O debate ganha relevância em um cenário paradoxal. Dados divulgados pela Organização Mundial da Saúde indicam que cerca de 31% dos adultos no mundo — aproximadamente 1,8 bilhão de pessoas — não atingem os níveis mínimos recomendados de atividade física. Enquanto uma parte da população ainda luta contra o sedentarismo, outra mergulha em rotinas intensas impulsionadas por desafios virais e treinos prontos nas redes sociais — muitas vezes sem orientação ou planejamento adequado.
Para o profissional de Educação Física, Luiz Ramon Abdon, o problema não está na intensidade, mas no desequilíbrio.
“Treinar forte não é o problema. O problema é treinar forte o tempo todo. O corpo precisa de estímulo, mas também precisa de recuperação. É no descanso que ocorre a adaptação”, afirma.

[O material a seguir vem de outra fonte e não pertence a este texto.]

PR #1936, opened 2020-07-05
fix references to main branch

stevencrockett:
#### Check List:
* Fixes N/A
* Unit tests : NA

Seems there was a branch renaming, but some things didn't get renamed, causing broken links and being generally misleading. Not sure if this needs a related issue; nothing in the contrib guide so I just made the PR.


joel-costigliola:
Awesome thanks @stevencrockett!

Segundo ele, quando o volume de treino — número de séries, repetições e frequência semanal — ultrapassa a capacidade de recuperação do organismo, o corpo pode entrar em estado de estresse prolongado. Nessa condição, há aumento sustentado de hormônios como o cortisol, maior desgaste sistêmico e possível queda temporária na eficiência do sistema imunológico.
A literatura científica descreve esse fenômeno por meio da chamada “curva em J” da imunidade: pessoas sedentárias tendem a apresentar maior risco de doenças; indivíduos que praticam atividade física moderada e regular fortalecem suas defesas; já o excesso crônico, sem recuperação adequada, pode aumentar a suscetibilidade a infecções, especialmente respiratórias.
Na internet, porém, o que viraliza é o extremo. Protocolos de alta intensidade, muitas vezes elaborados para atletas avançados, tornam-se tendência e passam a ser reproduzidos por iniciantes. A lógica do “quanto mais, melhor” ignora variáveis fundamentais como sono, alimentação, rotina de trabalho e nível de estresse.
“O acesso facilitado à informação é positivo, mas também cria a ilusão de que existe um treino universal. Não existe. Cada organismo responde de uma forma, e o planejamento precisa respeitar essa individualidade”, explica Abdon.
É nesse ponto que entra a periodização — organização estratégica das fases de treino ao longo do tempo, com variações de volume e intensidade para permitir evolução sem sobrecarga contínua. Embora pareça um conceito restrito ao esporte de alto rendimento, trata-se de uma ferramenta essencial para qualquer pessoa que busca saúde e longevidade.
Treinos bem estruturados estão associados à melhora do controle metabólico, redução do risco cardiovascular, preservação da massa muscular e manutenção da autonomia funcional ao longo dos anos. A diferença está na dose.
Em um país que ainda enfrenta altos índices de inatividade física, o desafio não é apenas fazer as pessoas se movimentarem — mas ensinar que saúde não se constrói no limite permanente. Mais do que acumular séries ou replicar treinos virais, o caminho sustentável é aquele que equilibra estímulo e recuperação. No longo prazo, é a estratégia — e não o excesso — que protege a imunidade, sustenta o desempenho e garante qualidade de vida.